The Hardings, from the inner west Brisbane locality of Rainworth, have adopted four of their seven children from overseas.
"We realised as we were raising the children how important it was for them to know about their birth culture and their birth family, as well as their Australian culture," Mrs Harding said.
But Ethiopian-born Zewditu, now 14, was adopted when she was five after both her birth parents had died, and there was no extended family.
Ben, now 20, went from an Ethiopian hospital into foster care, before being adopted by the Hardings when he was 22 months old.

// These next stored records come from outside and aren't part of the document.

Issue #1, opened 2026-04-30
Harden selection-bus REST endpoint


dabowman:
Group of small REST hardening items found in M1 review.

### 1. Unbounded payload size (medium)
`includes/class-wp-admin-shell-selection-rest.php:78–88` — `set_one()` writes `$value` straight to user_meta with no size cap or shape validation. Authenticated user can stuff arbitrary blobs into own user_meta via repeated POSTs. Per-user gated so blast radius is self-DoS only, but cap (~64KB) before M5 prod readiness pass.

### 2. `permission_check` is bare `is_user_logged_in()`
`includes/class-wp-admin-shell-selection-rest.php:62` — selection writes hit own-user meta so isolation holds, but flag for M5 four-layer cap-gating pass.

### 3. Scope regex excludes `:`
`includes/class-wp-admin-shell-selection-rest.php:38` — route pattern `[A-Za-z0-9._-]+` blocks future namespaced scopes (e.g. `posts:selection`). Loosen when M2 needs it.

### 4. Silent error swallowing in `persist.js`
`src/runtime/selection/persist.js:44/61/75` — silent catch is intentional + commented. Optional `console.warn` behind dev flag would aid debugging. Not a behavioural bug, but worth a dev-mode log.

Source: M1 review of commits `99a8627` + `8321f73`. Logged in `docs/feedback.md`.

dabowman:
Fixed in 2fb45f4198cd33c37f18274f73c90664e52f3395. 64 KiB cap + regex loosening + dev warn + permission-check intent comment. Verified.

PR #49, opened 2026-05-20
Reshape admin.json schema around user-task surfaces (v3)

dabowman:
## Summary

Reshape admin.json from a runtime-pipeline-mirror into a user-task-surface schema. Collapses the five high-cost authoring intents (add a screen, add a column, reorganize menu, restrict by capability, replace a screen) to single-block edits each, and adopts theme.json patterns where they fit.

**State:** feature-complete and hardened. All planned phases (3a → 3d) plus the full post-review hardening pass have landed. v3 default workspace renders end-to-end; the v2 default shell has been retired and all six demo shells migrated to v3. Targeting **v3.0.0-beta.1**.

## Top-level shape

```
workspace   install metadata — engine, default-screen, branding, notices, persistent widgets
settings    registries — dataViews (3-axis: kind → name → variant), dataFields
screens     id-keyed map; each entry bundles route + app + view + permissions + mode
menu        nested tree (item key matching a screen id implicitly binds label/icon/permissions)
commands    first-class shortcuts + palette entries with explicit id (replaces v2 bindings)
permissions OR-semantic — capabilities[] + roles[], trust-tier cascade, app-floor AND backstop
modes       engine-declared chrome catalog with `extends` inheritance; visibility is paint-only
slots       three tiers (kernel + engine + app), two scopes (workspace + screen)
styles      theme.json-shaped
preload     REST hydration
regions / routes  escape hatches
```

Naming: "shell" (user-facing concept) → **workspace**. Plugin + PHP class names keep "WP Admin Shell" (runtime). `viewConfig` → `dataView`; `viewConfigs` → `settings.dataViews`; `fieldCollections` → `settings.dataFields`; `default-route` → `workspace.default-screen`; `bindings` → `commands`.

## What landed

**Schema family** — `docs/schemas/admin-v3.json` + `admin-app-v3.json` + `admin-engine-v3.json`, with positive/negative fixtures.

**Cascade + compiler**
- Null-tombstone support in `WP_Admin_Shell_Merge` at any depth (theme.json convention), gated behind trust-tier authority.
- v3 compiler (`class-wp-admin-shell-v3-compiler.php`) — detects v3 shape, synthesizes `routes`/`regions`/`default-route`/`commands` from the v3 blocks; v2 shells pass through. Multi-app slot-keyed route synthesis.
- 3-axis dataView resolver (`(kind, name, variant)` with `extends` chains, cycle/depth caps, ref-wins-inline merge); `settings.dataFields` collections.
- Permissions resolver — OR-semantic eval, trust-tier enforcement + audit log, super-admin magic, fail-closed unknowns.
- Mode resolution — `extends` chain with circular-ref detection, plugin-contributed modes via filter, modal LIFO stack.
- Engine `defaultRegions` for core:default / core:single-pane / core:desktop.

**Runtime**
- `useDataView` (renamed from `useViewConfig`/`useScreenView`) — 3-axis + screen-keyed lookup sharing one LRU-capped cache; per-render cancellation + inflight dedup.
- Navigation app consumes the nested `menu` tree; drilldown state in URL slot `?screen=`.
- `BindingsConsumer` reads `commands` (memoized compile); `userCan` rewritten for OR semantics (`userCanAccessScreen`).
- Region.js applies mode region-state as `data-mode-*` attributes + BEM classes (display:none, mount tree stable).
- Classic wp-admin menu bridge, dashboard-host rewrite (`apps[]` + `slot:"grid"`), command-palette rewrite (`commands[]` + screen-derived entries).

**Workspaces** — `wp-admin-default-v3.json` + six migrated demo shells; `wp admin-shell migrate-shell <slug>` CLI for v2 → v3.

## Phase plan — all shipped
- ✅ 3a — schemas + cascade null-tombstone
- ✅ 3b — resolvers (dataView / menu / permissions / modes)
- ✅ 3c — dashboard-host rewrite (#53), command palette (#51), classic wp-admin menu bridge (#54), multi-app layout (#55)
- ✅ 3d.0 — dataView 3-axis registry restoration (#50)
- ✅ 3d.1 — migrate 6 shells + retire v2 default (#56)
- ✅ 3d.2 — v2 → v3 migration CLI (#58)
- ✅ 3d.3 — test surface rewrites (#60)
- ✅ 3d.4 — documentation sweep (#59)
- ✅ 3d.5 — pre-v3.1 shim-removal hardening (#57)

## Post-review hardening (all review blockers closed)

Multi-pass review surfaced 7 blockers + ~12 majors, tracked in `docs/plans/2026-05-22-pr49-pre-merge-feedback.md` as five sequenced PRs — all merged:
- **Security cascade (#61)** — trust-tier enforcement wired into the resolver (was dead code); null-tombstones gated behind `$authoritative`; per-field `customizable` enforcement restored with a hardcoded deny-list (`screens.*.permissions`, `screens.*.app`, `commands.*.invoke`, `workspace.engine`); `is_safe_href` rejects protocol-relative / whitespace-leading / backslash variants; `/data-view` REST gated per requested screen's permission floor.
- **`user-switchable` key fix** — code now reads the schema-canonical kebab key (was always-false in the v3 default install).
- **Runtime perf (#62)** — `useDataView` LRU cap; `BindingsConsumer` memoization; `useMode` hoisted off unstable refs.
- **Kernel DS-neutrality (#63)** — `WpdsThemeProvider` + `SlotFillProvider` relocated into engines; `data-wpds-theme-provider-id` → `data-theme-scope-id`; static-analysis neutrality guard added.
- **Hygiene (#62)** — schema `$id` numbering reconciled; filter priorities pinned apart; filter-vs-compiler ordering documented.

## Test surface (~2055 assertions)

| Side | Count | Verified this pass |
|---|---|---|
| Node — parity | 4 | ✅ 4/4 |
| Node — schema (admin v1/v2/v3 + app/engine/tokens sweeps) | 103 | ✅ 103/103 |
| Node — runtime (23 files) | ~917 | ✅ 0 failed |
| Node — engines (core:desktop, TS strip-types) | 77 | ✅ 77/77 |
| PHP — 18 runners (cascade / permissions / modes / v3-compiler / security-cascade / data-view / migrate-cli / classic-menu-bridge / …) | ~954 | ⚠️ see note |
| `lint:js` | — | ✅ clean |

**Verification note:** Node suites + lint were run green locally on `bc7fa9e`, and a `php -l` sweep over all 49 PHP files is syntax-clean. The PHP behavioral suites run via `wp eval-file` and require a provisioned WordPress (`wp-env`); they were **not** executed in the review container (the environment's network policy blocks the WordPress image download). They should be run green via `npx wp-env run cli wp eval-file …` before tagging.

## Remaining before tag (process, not features)
- [ ] Run the 18 PHP suites green in a wp-env-capable environment.
- [ ] Manual smoke per `docs/v1-readiness.md`: cap-gating across roles on `wp-admin-default-v3`, each migrated demo shell, Cmd+K palette, shell switching, form-save (PHP 8.1+).

## Deferred (post-beta, non-blocking)
- DataForm adoption (zero adopters today; taxonomy/media are the cheap wins).
- ~650 LOC dataView-utility dedup across the six entity-CRUD apps (`compileEligibility` / `composeFields` / `composeActions` / resync hook).
- v3.1 shim removals (v2-name filter/hook deprecation shims — informational now, load-bearing at v3.1).

## Design docs
- `docs/v3/schema-sketch.md` — locked design decisions.
- `docs/v3/roadmap.md` — phase status + open/deferred decisions.
- `docs/v3/core-default-engine.v3.md` — engine.json v3 shape with mode catalog.
- `docs/plans/2026-05-22-pr49-pre-merge-feedback.md` — the five-stage hardening plan.


dabowman:
## Code Review — v3 branch

### Overview
New v3 schema family (`admin-v3.json`, `admin-app-v3.json`, `admin-engine-v3.json`) + compiler (v2→v3 normalize), new cascade subsystems (`permissions`, `modes`), heavy menu-items rewrite, view-config rewrite for screen-keyed lookups, `useScreenView` replacing `useViewConfig`, navigation drilldown rework, mode-aware regions. Default v3 shell (`wp-admin-default-v3.json`, 1.1k lines). 2 new test files (mode-resolution + v3 compiler).

---

### 🔴 Blockers

- **Trust-tier permission enforcement is dead code.** `WP_Admin_Shell_Permissions::enforce_trust_tiers()` at `includes/cascade/class-wp-admin-shell-permissions.php:149` is never called. Combined with `class-wp-admin-shell-customizable.php:113-117` blanket pass-through, a `user`-origin doc can rewrite `screens.<id>.permissions.capabilities` and grant itself any cap. Wire into `Resolver::resolve_with()` per-origin or as a `wp_admin_shell_data_{origin}` filter. Add tests covering: user origin adds cap → rejected; site origin removes cap → applied.

- **Null-tombstone bypasses restrict-only enforcement.** `class-wp-admin-shell-merge.php:108-111` (assoc `null`) and `:205-212` (`__tombstone: true` in keyed arrays) fire regardless of `\$authoritative`. A user-origin doc sending `{ "screens": { "users": null } }` deletes trusted screens; same for `{ "menu": [ { "id": "users", "__tombstone": true } ] }`. v2's restrict-only invariant is broken. Gate both tombstone paths behind `\$authoritative === true`.

- **`customizable` enforcement removed for every v3 top-level block.** `class-wp-admin-shell-customizable.php:113-117` passes downstream `menu`/`screens`/`commands`/`workspace`/`preload`/`regions`/`routes` through verbatim. The comment promises enforcement \"lives elsewhere\" but it doesn't — see Blocker #1. At minimum, `screens[id].permissions`, `screens[id].app`, `commands[].invoke`, `workspace.engine` must be default-deny at consumer origins.

- **`useScreenView` stale-closure overwrite.** `src/runtime/viewConfig/useScreenView.js:87-121` — in-flight cache keyed by `usableId` only. If screen A's fetch resolves after user switched to B, A's `cancelled` flag was per-effect and is already past its check; the `setDoc` call clobbers B's already-rendered state. Capture `usableId` at effect entry in a `useRef` token; bail if mismatch.

- **`useScreenView` module-level cache unbounded.** `src/runtime/viewConfig/useScreenView.js:11` — every distinct `screenId` ever requested stays in memory for page life. Add an LRU cap (Map preserves insertion order; `delete` oldest at ~64).

---

### 🟠 Major

- **`is_safe_href` allows protocol-relative bypass.** `includes/cascade/class-wp-admin-shell-menu-items.php:480-502` final `return strpos( \$href, ':' ) === false;` lets `//evil.example.com/path` through (no colon). Add `if ( strpos( \$href, '//' ) === 0 ) return false;` before the trailing return.

- **`shell_allows_user_switch` reads the wrong key.** `class-wp-admin-shell-resolver.php:307` checks `\$doc['userSwitchable']` (camelCase) but both v2 and v3 schemas declare `user-switchable` (kebab). v2 latent; v3 inherits. User-origin shell selection silently never works.

- **v3 schemas `\$id` collides with v2 numbering.** v2 schemas use `\$id: https://schemas.wp.org/admin/v1.json` (literal `v1`), v3 uses `v3.json`, no `v2.json` `\$id` exists. A validator resolving `\$id` against `schemas.wp.org/admin/v1.json` fetches a v2-shape document. Fix v2 `\$id`s to say `v2.json` or document the discontinuity.

- **View-config `fieldsRef` lookup is unsanitized.** `class-wp-admin-shell-view-config.php:142-143` reads `\$config['settings']['fields'][ \$ref ]` directly. Schema regex runs at validation time but runtime-registered docs may skip. Run `WP_Admin_Shell_Field_Collections::sanitize_segment()` (or slash-aware variant) before lookup.

- **`useMode` recompute thrash.** `src/runtime/modes/useMode.js:58-83` builds `engineModes`/`screens` from referentially-unstable `config` each render and passes them as `useMemo` deps → memo busts every render. Compounded: `src/runtime/regions/Region.js:157` calls `useMode()` **per region**. Windowed engine = N child regions × per re-render × full mode resolve. Hoist mode resolution to a kernel-level context provider; read via `useContext`.

- **`BindingsConsumer` rebinds document keydown every render.** `src/runtime/bindings/BindingsConsumer.js:34-40, 86` — `commands` array built fresh outside `useEffect`, used as a dep. Every router event tears down + rebinds. Wrap construction in `useMemo([ config?.commands, config?.bindings ])`.

- **`parseShortcut` Alt-fallback over-matches.** `src/runtime/bindings/parseShortcut.mjs:107-121` falls back to `event.code === 'KeyN'` for any single-letter shortcut regardless of `needAlt`. Dvorak `Cmd+K` with a remapped physical key would spuriously match. Gate: `if ( needAlt && /^[a-z]\$/.test(keyLower) ) { … }`.

- **`useScreenView` snapshot read non-reactive.** `useScreenView.js:33` reads `window.wpAdminShell.config` once via `useMemo`; shell-switch / option-write leaves it stale. Use `useKernel().config` (same data, reactive).

- **`useMode` reads `window.wpAdminShell.engineModes` in render body.** `useMode.js:64-66` — not subscribed. Late-registered shell / hot reload doesn't trigger re-render. Freeze at boot + document, or surface through kernel-context.

- **v3-compiler slot-routed key collision silent.** `class-wp-admin-shell-v3-compiler.php:294` (`'@' . \$slot . '/' . \$screen_id`) — two screens sharing `slot=palette` + identical `path` → second loses to first via `isset( \$routes[\$slot_key] )` short-circuit. Emit `_doing_it_wrong` notice (matches v2 path-collision contract).

- **`Modes::deep_merge` cycle stamp loss.** `src/runtime/modes/resolveMode.mjs` — two parents in `extends` chain hitting depth-limit overwrite each other's `_extendsChainError`.

- **`merge_keyed_arrays` Pass 3** (line 252-258) preserves non-keyed entries from `over` without merging; stack of `{ separator: true }` entries accumulates across origins with no tombstone path. Auto-key separators or stamp origin.

---

### 🟡 Minor

- **Compiler runs after `wp_admin_shell_data` filter.** `class-wp-admin-shell-resolver.php:122-134` — plugin-injected `screens`/`menu`/`commands` invisible to `inject_app_baselines` (priority 5, before compile). Run compiler before filter or document the constraint.
- **`forward_v2_bindings_to_commands` ids include `\$i`.** `class-wp-admin-shell-v3-compiler.php:205` — cascade-driven position shift mutates synth id; user-origin overrides break silently. Drop `\$i`.
- **`is_known_capability` only walks current user's caps.** `class-wp-admin-shell-permissions.php:456-459` — CLI/snapshot for arbitrary user fail-closes legitimate caps. Take `\$user_id` parameter or document.
- **Priority collision on `wp_admin_shell_data`.** `class-wp-admin-shell-menu-items.php:528` (`bind_screens`) and `class-wp-admin-shell-view-config.php:483` (`inject_app_baselines`) both at priority 5; WP filter order undefined. Pin apart.
- **Compiler `is_v3` detection over-broad.** Any top-level `workspace` block flips v3 detection. Bump to `version === 3`.
- **`Region.js` state class collision.** Region id `hidden` vs state key `hidden` → identical class. Suggest `wp-admin-shell-region--state-\${key}`.
- **`useScreenView` double-effect flicker.** Two effects same deps → `doc → null → fetched` flicker. Combine into one effect.
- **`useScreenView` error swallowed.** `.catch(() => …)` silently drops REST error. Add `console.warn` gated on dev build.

"We felt the need to make a connection with the country," Mrs Harding said.
"It was important for them to have Ethiopian friends – in Ethiopia as well as here."
Over the years the Hardings, now in their early 50s, have made almost annual trips to the African country, with Leith also taking Queensland high school groups there to visit aid projects.
In a country ravaged by civil war, famine, drought and HIV, many families have lost their wage-earners.
Infant mortality is high, literacy levels are low and women do 80 per cent of the manual work.
The Hardings would see young mothers cutting rocks and carting cement – often with babies strapped to their backs.
Some young mothers, out of desperation, would reach the point where they had to leave their children in orphanages just so they could keep working to survive.
Mrs Harding wanted to do something to help these mothers, many of whom had been victims of rape or seduced by men who later abandoned them and their babies.
The Hardings had met Gold Coast Christian couple Deanne and Andrew Knife, who have been living in Ethiopia with their two young children for just over two years.
The Knifes, who were teaching and running a guesthouse in Addis Ababa, also felt there must be another purpose for them in Ethiopia.
Eighteen months ago the two Queensland couples and a young American woman, Marcie Erickson, came up with a "vision" to establish a centre to help young Ethiopian mothers and babies.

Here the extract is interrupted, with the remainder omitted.